When you want something sweet but don't want processed sugar, dates are generally going to be your best friends. They're naturally so sweet that eating a date is much like eating candy, except with more fiber. And they're pretty easy to work into recipes. Baked goods without white flour are more problematic. L., my younger daughter, recently made her first unassisted batch of chocolate chip cookies and used whole wheat flour by accident, and the cookies were just fine, albeit different, but I wanted to try something different. So I went with ground oats.
I thought my initial attempt was quite good, and so did my partner, V. Upon first taste, A. said, "Well, they're pretty good for health food," but a few minutes later, she announced that they were growing on her. I think perhaps that her first sample came from the first tray I baked. They certainly appeared done and were a reasonable shade of brown on the bottom, but the next tray, which were darker, were much better, even though they came from the same batch of dough. Americans generally tend to underbake their doughs (and overbake their batters: hence all those dry cakes), which is one reason why so much of our bread and pastry is not what it should be. You should never underbake your cookies, but you should especially not underbake these cookies. They don't have any chocolate chips or molasses or anything similar to fall back on, but they really are yummy when fully baked.
Fully baked, of course, is something that varies significantly by oven and by pan. I always bake my cookies on heavy, silpat-lined half-sheet pans, and I think that's why so many of my cookies stay in the oven for so long. These cookies don't have a whole lot of fat in them, and they don't have any flour to give a firmer texture, so you'll probably want to bake them on lined pans in any case, but if you're using a thin, flexible, unrimmed cookie sheet, then they'd probably bake faster for you. In my case, it takes twenty-one minutes to get a properly baked cookie with this recipe.

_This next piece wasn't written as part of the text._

PR #2269, opened 2025-10-15
utils/oscap-im: Inherit environment for scanning and remediating

evgenyz:
Bash remediations require PATH to be inherited by the oscap process to work correctly.

@jan-cerny in `main` we still have `"OSCAP_BOOTC_BUILD": "YES"` in the environment: https://github.com/OpenSCAP/openscap/blob/8bc18a7ed6daca6c73cb49c86597c72b23e3a6e2/utils/oscap-im#L129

The lack of flour is also probably why they don't spread or puff very much. I ended up with fairly small cookies, even though I used soup spoons to form them. On the plus side, my recipe calculator tells me that each cookie has only about fifty-five calories. They are decidedly in the not-too-sweet corner of sweet baked goods, but you will know that you're eating a cookie.
Oatmeal Date Cookies
2 c. whole pitted dates
1 c. boiling water
3 c. rolled oats
1 c. roasted, unsalted sunflower seeds
1 t. baking powder
1/4 t. salt
6 T. butter, softened
1 t. vanilla extract
Put the dates in a heatproof bowl, pour the boiling water over them, cover and let sit for a half hour or more. Zest the orange, then squeeze it and reserve the juice.
Preheat oven to 350 degrees.
Combine the orange zest, rolled oats, and sunflower seeds in the bowl of a food processor and process until finely ground. Add the salt and baking powder and mix well.
Put the dates, water, and reserved orange juice in a blender and blend. The mixture will be very thick.
In the bowl of your mixer, cream the butter until light. Add the blended dates, and mix well. Add the eggs and vanilla, and mix again. Add the dry ingredients, and mix.
Drop rounded soupspoonfuls of dough onto prepared cookie sheets. Bake for twenty-one minutes, or until well browned on the bottoms. Remove from oven, let cool briefly, then remove cookies to racks to cool thoroughly.
You could, obviously, make a number of adjustments to this recipe. You could add some spices and/or raisins and/or coconut and/or you name it. You could use a different nut: I would likely have used cashews if I'd had any unsalted cashews available.
I like them just as I made them, though, so I'll probably stick with the recipe, as will A., who has already demanded it so that she can make the cookies when she returns to school. That will happen far too soon.